Montag, 1. August 2005

"Entdecker-Preise": CDs von wenig bekannten Interpreten werden günstiger

  • Universal will damit den Tonträgermarkt beleben
  • Mit zunehmenden Erfolg werden die Preise angehoben

Die Musiktochter Universal Music des französischen Medienkonzerns Vivendi startet am Montag in Deutschland mit so genannten "Entdecker-Preisen" für CDs. Deutschland-Chef Frank Briegmann sagte der "Financial Times Deutschland" (Montag-Ausgabe), mit dem Preissystem solle den Kunden mehr Kaufanreiz gegeben und der Tonträgermarkt belebt werden.

Das Modell sieht vor, CDs von wenig bekannten Interpreten anfangs zum "Entdecker-Preis" von rund 13 Euro pro Stück zu verkaufen, berichtet die Zeitung. Mit zunehmendem Erfolg solle der Preis steigen.

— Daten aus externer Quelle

PR #1801, opened 2019-09-08
Support a configurable log format

esmet:
## Description
Allows an operator to set the text log format. Useful for creating custom logs, since the ones out of the box may or may not contain all of the useful information for someone's particular use case.

## Testing
Tested by hand

## Todos
- [ ] Tests
- [ ] Documentation

PR #1969, opened 2019-10-22
Support a configurable log format

inercia:
## Description

From #1801 

Allows an operator to set the text log format. Useful for creating custom logs, since the ones out of the box may or may not contain all of the useful information for someone's particular use case.

## Testing
Tested by hand

## Todos
- [X] Tests
- [X] Documentation.


docs/reference/core/ambassador.md
```diff
@@ -91,6 +91,10 @@ spec:
   # envoy_log_path defines the path of log envoy will use. By default this is standard output
   # envoy_log_path: /dev/fd/1
 
+  # envoy_log_format defines the envoy log line format.
+  # see https://www.envoyproxy.io/docs/envoy/latest/configuration/observability/access_log for a complete list of operators
+  # envoy_log_format: "ACCESS [%START_TIME%] \"%REQ(:METHOD)% %REQ(X-ENVOY-ORIGINAL-PATH?:PATH)% %PROTOCOL%\" %RESPONSE_CODE% %RESPONSE_FLAGS% %BYTES_RECEIVED% %BYTES_SENT% %DURATION% %RESP(X-ENVOY-UPSTREAM-SERVICE-TIME)% \"%REQ(X-FORWARDED-FOR)%\" \"%REQ(U*    545 SER-AGENT)%\" \"%REQ(X-REQUEST-ID)%\" \"%REQ(:AUTHORITY)%\" \"%UPSTREAM_HOST%\"\n"
```
kflynn: Hmmmm... it looks like we always add the `\n`, right? So the user shouldn't include it? (Sorry, just noticed this.)

inercia: Good point. Fixing...

PR #1970, opened 2019-10-22
builder.sh: Let `compile` work if stdin isn't a TTY

kflynn:
Cherry-picking @LukeShu's 20a13dc22ed3aa9e28386f61e6fa272863025f9d for the upcoming releases.


kflynn:
Merging even with test flake.

PR #1971, opened 2019-10-22
Makefile tweaks

kflynn:
- Don't untag Docker images on `make clean` -- save that for `make clobber`
- Switch to short tracebacks for `pytest` runs
- Outdent two comments to prevent a MacOS error(???!!!!)


kflynn:
Taking this one too. The Makefile has succeeded long before the flakes happen.

PR #1977, opened 2019-10-24
Add a capabilities wrapper

swalberg:
This wrapper is given the CAP_NET_BIND_SERVICE capability so that it can
run Envoy with that bit set. This will let Envoy run on a low port as a
non privileged user.

Envoy needs to be able to inherit the capability, but I've verified that
this does not suffer from the same problem of not being able to run when
that capability is explicitly dropped.

In a separate PR I will update the entrypoint so that it calls the
wrapper if the capability is available, and Envoy otherwise

### DIFF
--- a/builder/Dockerfile
+++ b/builder/Dockerfile
@@ -46,7 +46,7 @@ ENV PATH=/usr/local/sbin:/usr/local/bin:/usr/sbin:/usr/bin:/sbin:/bin:/usr/local
 # build it locally -- just using pip won't work.
 
 RUN apk --no-cache add bash curl jq rsync python3 python3-dev build-base libffi-dev openssl-dev sudo \
-                       iptables docker openssh-client libcap yaml-dev cython && \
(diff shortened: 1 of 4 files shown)


swalberg:
A few notes... I'll do the magic to use the wrapper or not depending on if the capabilities is available in another PR, but locally I yolo'ed the wrapper into the entrypoint and it works great:
```
bash-5.0$ netstat -anp | grep 80
tcp        0      0 127.0.0.1:8001          0.0.0.0:*               LISTEN      -
tcp        0      0 0.0.0.0:80              0.0.0.0:*               LISTEN      -
```

I also checked that if I drop the capability that Envoy still runs.

This might be because of my Go experience, but the `x/sys` module needed to be installed from git rather than whatever `go mod` does. The syscalls and structs for the capabilities are about 4 months old and the last release seems to be just over that.

swalberg:
@kflynn this is the one we were talking about on Slack.

PR #1991, opened 2019-10-29
Support injecting an HTML banner in diag UI

alexgervais:
## Description
Injecting an HTML banner in diag UI from a remote location.

## Related Issues
None

## Testing
Manual tests with remote endpoint.

## Todos
- [ ] Tests
- [ ] Documentation

### DIFF
--- a/python/ambassador_diag/diagd.py
+++ b/python/ambassador_diag/diagd.py
@@ -29,6 +29,7 @@ import signal
 import threading
 import time
 import uuid
+import requests
 
 from pkg_resources import Requirement, resource_filename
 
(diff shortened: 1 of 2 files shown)


python/ambassador_diag/diagd.py
```diff
@@ -460,10 +463,23 @@ def show_overview(reqid=None):
...
+    app.logger.info(app.banner_endpoint)
+    if app.banner_endpoint:
+        try:
+            response = requests.get(app.banner_endpoint)
+            app.logger.info(response)
+            if response.status_code == 200:
+                banner_content = response.text
+        except Exception as e:
+            app.logger.error("could not get banner_content: %s" % e)
+            app.logger.exception(e)
```
kflynn: Some of the other things (like `envoy_stats`) are polled periodically rather than at every call to the overview. Would that make more sense? or would a push make sense?

Also, should the detail view show this as well?

alexgervais: No polling for now, as we expect the banner content might get more dynamic over time, and only for the overview.

kflynn:
Looks good!

PR #1994, opened 2019-10-30
support for keepalive envoy section

KowalczykBartek:
## Description
Because of how k8s is deployed and how networking works on such environment (on k8s clusters, there is more firewalls/iptables/ipvs/conntrack stuff than trees in the forest),some stale connection appear - and because of that 503 are returned from the ambassador/envoy to the client. Adding support for keep_alive should help :) 

## Testing
TODO - not testing, I have no test environment / tests on local cluster doesn't work on my computer  

## Todos
- [ ] Tests
- [x] Documentation

### DIFF
--- a/docs/reference/core/ambassador.md
+++ b/docs/reference/core/ambassador.md
@@ -123,6 +123,15 @@ spec:
   #   policy: round_robin/least_request/ring_hash/maglev
   #   ...
 
+  # keepalive sets the global keepalive settings.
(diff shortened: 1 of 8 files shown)


KowalczykBartek:
what have been done 
- per service / global configuration for keepalive 
- tests on local minikube: with global / with per service / with global and per service / no configuration 
- documentation

PR #1999, opened 2019-11-01
Add protobuf stuff for HostStatus

LukeShu:
From high-priority to low-priority:

 * Add `HostStatus` protobuf specification
 * Have `pkg/api/ambassador/` get `.UnmarshalJSON()` methods that do the right thing (even if the way we get them to do the right thing is hacky).
 * Add `Host` protobuf specification
 * Have `make generate` work properly even if `$(OSS_HOME)` != `$(CURDIR)`
 * Revive the `Makefile` bits to generate `pkg/api/envoy/`, since I wanted to use some of those bits for `pkg/api/ambassador/` (but not the bits to generate `api/envoy/`, or the other Envoy build stuff)
 * Upgrade protoc 3.5.1→3.8.0

The low-priority stuff is done as supporting changes to the high-priority stuff.


LukeShu:
A slightly abridged Slack conversation so that more than just Flynn and I can see it:
```
<flynn> OK, I don’t really understand #1999 — what’s the `nojson` bit?
<lukeshu> things in most `.proto` get a `.UnmarshalJSON()` method in their generated Go.  I arranged it so that things defined in `*_nojson.proto` don't get a generated `.UnmarshalJSON()`.
<lukeshu> why do I want Host to not get a generated `.UnamrshalJSON()?`
<lukeshu> A `Host` contains 3 things:
<lukeshu> - metadata
<lukeshu> - spec
<lukeshu> - status
<lukeshu> The generated `.UnmarshalJSON()` calls out to `protobuf/jsonpb`, so that an ordinary call to `encoding/json.Unmarshal` will call `→ obj.UnmarshalJSON() → jsonpb.Unmarshal()`, and it will do the "right thing" if you use the standard `encoding/json` instead of using `protobuf/jsonpb`.
<lukeshu> Where "right thing" means "the thing specified by proto3"
<lukeshu> But k8s.io uses proto2.  And proto2 didn't have a Timestamp primitive, so Kubernetes invented the hack that is https://godoc.org/k8s.io/apimachinery/pkg/apis/meta/v1#Time
<lukeshu> And protobuf/jsonpb chockes on metav1.Time
<lukeshu> Now, doing "the thing specified by proto3" is actually really important for Enums, because the default `encoding/json` thing won't work for them at all.
<flynn> :face_vomiting:
<lukeshu> But k8s.io enums don't actually get emitted as protobuf enums. Additionally, they have defined all of the appropriate UnmarshalJSON methods such that `encoding/json` already does the right thing for them.
<lukeshu> So, in our `Host`, we want to call `encoding/json` for the `metadata`, but `protobuf/jsonpb` for `spec` and `status`.  We don't particularly care which is called for the `Host` itself.
<flynn> That’s… disgusting.
<lukeshu> So, call `encoding/json` for the `Host` itself (i.e. don't generate a `.UnmarshalJSON()` for it), but then do generate `.UnmarshalJSON()` methods for `HostSpec` and `HostStatus` that will have `encoding/json` call in to `protobuf/jsonpb`.
<lukeshu> And this works because the types that we generate `.UnmarshalJSON()` for don't contain any problematic k8s.io types.
<lukeshu> So I guess the shorter form of the answer is:
<lukeshu>  - broadly: "We need to avoid generating `.UnmarshalJSON()` methods for anything that makes use of a problematic k8s.io type; we do this by putting it in a `*_nojson.proto` file."
<lukeshu>  - specifically: "`Host` contains k8s.io meta/v1.ObjectMeta, and ObjectMeta contains meta/v1.Time, and meta/v1.Time is problematic"

<flynn> Mostly I worry about fragility…
<lukeshu> Yeah, the situation with k8s.io protobuf is fragile, but I'm not sure what a better route would be.
<lukeshu> I think a decent rule of thumb is
<lukeshu> - `ambassador.Thing` goes in a `_nojson.proto`
<lukeshu> - `ambassador.Thing` only contains `k8s.TypeMeta`, `k8s.ObjectMeta`, `ambassador.ThingSpec`, and possibly `ambassador.ThingStatus`
<lukeshu> - `ambassador.ThingSpec` and `ambassador.ThingStatus` go in a `.proto`
<lukeshu> - `ambassador.ThingSpec` and `ambassador.ThingStatus` cannot use any k8s type that includes `k8s.Time`, `k8s.Duration`, or other types that are problematic
<lukeshu> (and hope beyond all hope that we never want to use a k8s type that happens to include `k8s.Time`)

<lukeshu> I think all of the root problematic types are
<lukeshu> 
<lukeshu>     $ cd ~/src/github.com/kubernetes/kubernetes/staging/src/k8s.io && git grep ') UnmarshalJSON(' ':!*_test.go' |grep /v|sed -r 's,(.*)/[^/]*:func \(\S* (\S*)\) UnmarshalJSON.*,k8s.io/\1.\2,'
<lukeshu>     k8s.io/apiextensions-apiserver/pkg/apis/apiextensions/v1.*JSONSchemaPropsOrBool
<lukeshu>     k8s.io/apiextensions-apiserver/pkg/apis/apiextensions/v1.*JSONSchemaPropsOrStringArray
<lukeshu>     k8s.io/apiextensions-apiserver/pkg/apis/apiextensions/v1.*JSONSchemaPropsOrArray
<lukeshu>     k8s.io/apiextensions-apiserver/pkg/apis/apiextensions/v1.*JSON
<lukeshu>     k8s.io/apiextensions-apiserver/pkg/apis/apiextensions/v1beta1.*JSONSchemaPropsOrBool
<lukeshu>     k8s.io/apiextensions-apiserver/pkg/apis/apiextensions/v1beta1.*JSONSchemaPropsOrStringArray
<lukeshu>     k8s.io/apiextensions-apiserver/pkg/apis/apiextensions/v1beta1.*JSONSchemaPropsOrArray
<lukeshu>     k8s.io/apiextensions-apiserver/pkg/apis/apiextensions/v1beta1.*JSON
<lukeshu>     k8s.io/apimachinery/pkg/apis/meta/v1.*Duration
<lukeshu>     k8s.io/apimachinery/pkg/apis/meta/v1.*GroupVersion
<lukeshu>     k8s.io/apimachinery/pkg/apis/meta/v1.*FieldsV1
<lukeshu>     k8s.io/apimachinery/pkg/apis/meta/v1.*MicroTime
<lukeshu>     k8s.io/apimachinery/pkg/apis/meta/v1.*Time
<lukeshu>     k8s.io/apimachinery/pkg/apis/meta/v1/unstructured.*Unstructured
<lukeshu>     k8s.io/apimachinery/pkg/apis/meta/v1/unstructured.*UnstructuredList

<flynn> We could stop using the K8s types inside Host entirely.
<flynn> (Not sure that’s better, just brainstorming.)
<lukeshu> So the alternative is to just not specify `Host` in protobuf, and write the struct definition in Go.
<lukeshu> (1) That Go would be identical to the `protoc` output now
<lukeshu> (2) We'd still have to be careful to avoid the wrong k8s types in the rest of our protobuf specs.
<lukeshu> So I'm not sure that it's better, and that it's just less... obvious that the whole thing is fragile.
```

PR #2028, opened 2019-11-12
Add `edgectl license`

ark3:


cmd/edgectl/aes_license.go
```diff
@@ -0,0 +1,46 @@
...
+	}
+	return nil
+}
+
+const secretManifest = `
+apiVersion: v1
+kind: Secret
+metadata:
+  name: ambassador-edge-stack
+  namespace: ambassador
```
alexgervais: The `namespace` should be a variable and passed in the Sprintf template.

ark3: Good catch. Thank you!

PR #2032, opened 2019-11-13
URLs should not contain newlines.

kflynn:
If they do, MacOS (at least) will decide to URL-encode the whole thing, which makes anchors in URLs completely fail.


LukeShu:
LGTM.  And I can empirically confirm that it doesn't break anything on GNU/Linux with Firefox.

PR #264, opened 2020-02-23
Added __call__ to make class as callable

shubham-sudo:
While mocking a redis connection I faced an issue "FakeStrictRedis is not callable".

```
@mock.patch(app.views.get_redis_connection, new_callable=FakeStrictRedis)
```


bmerry:
I'm not quite sure why that mock code doesn't work for you, but this is not the right fix. Instances of StrictRedis are not callable, so nor should instances of FakeStrictRedis be.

Preisanhebung bei zunehmender Bekanntheit
Nach einer gewissen Zeitspanne soll für rund zehn Euro ein anderes Format mit einer relativ einfachen Verpackung folgen - ähnlich der Taschenbuchversion im Buchhandel. Bei etablierten Künstlern wie Opernstar Anna Netrebko gebe es für anspruchsvolle Kunden künftig so genannte Deluxe-Version mit zusätzlichem Inhalt. Der Preis soll etwa ein Viertel über dem herkömmlicher Neuerscheinungen liegen.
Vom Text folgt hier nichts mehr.